Department of Orthopaedic Surgery, Dongguk University Ilsan Hospital, Goyang, Republic of Korea.
Department of Orthopaedic Surgery, University of Ulsan College of Medicine, Asan Medical Center, Seoul, Republic of Korea.
Geriatr Gerontol Int. 2020 Dec;20(12):1151-1156. doi: 10.1111/ggi.14055. Epub 2020 Oct 15.

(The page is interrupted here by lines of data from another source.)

PR #106, opened 2020-11-01
Fix no-document-viewport-meta and missing-document-component warnings

osamasayed:
### Summary
Next.js was showing two warnings regarding [no-document-viewport-meta](https://err.sh/next.js/no-document-viewport-meta ) and [missing-document-component](https://github.com/vercel/next.js/blob/master/errors/missing-document-component.md) when starting the dev server.

### Screenshots

| Before | After |
| ------ | ------ |
| Screen Shot 2020-11-01 at 19 17 46Screen Shot 2020-11-01 at 19 21 47|Screen Shot 2020-11-01 at 20 08 11|

### DIFF
--- a/src/pages_/_app.tsx
+++ b/src/pages_/_app.tsx
@@ -1,4 +1,5 @@
 import React from 'react';
+import Head from 'next/head';
 import { DefaultSeo } from 'next-seo';
 import { ThemeProvider } from 'styled-components';
 import { theme } from '../utils/styles';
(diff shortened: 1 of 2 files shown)


src/pages_/_app.tsx
```diff
@@ -8,13 +9,18 @@ import ReduxProvider from '../redux/Provider';
...
   return (
-    <ReduxProvider>
-      <ThemeProvider theme={theme}>
-        <DefaultSeo {...createSEOConfig({})} />
-        <Component {...pageProps} />
-        <Footer />
-      </ThemeProvider>
-    </ReduxProvider>
+    <>
+      <Head>
```
abdullahceylan, line 13: `_app.tsx` shouldn't contain this as it's for initializing the pages.

src/pages_/_document.tsx
```diff
@@ -32,9 +32,8 @@ export default class MyDocument extends Document {
     const { styleTags } = this.props;
 
     return (
-      <html lang="en">
+      <Html lang="en">
```
abdullahceylan, line 35: Just a quick note: I think we should handle this dynamically based on the locale rather than using a static value.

The purpose of this study was to investigate the demographic characteristics and prevalence of postoperative venous thromboembolism (VTE) in delayed hip fracture patients referred to our hospital (a tertiary referral center), and further verify the effect of intensive prophylaxis protocol in preventing the occurrence of VTE.
We retrospectively evaluated 264 hip fracture patients whose surgery was delayed by >24 h. The patients were divided into two groups, according to the VTE prophylaxis protocol (conventional vs intensive). We evaluated the time from injury to surgery, and analyzed the prevalence of postoperative symptomatic VTE between the groups. The patient outcome measures, including in-hospital mortality and 30-day-mortality after hip surgery, were also evaluated.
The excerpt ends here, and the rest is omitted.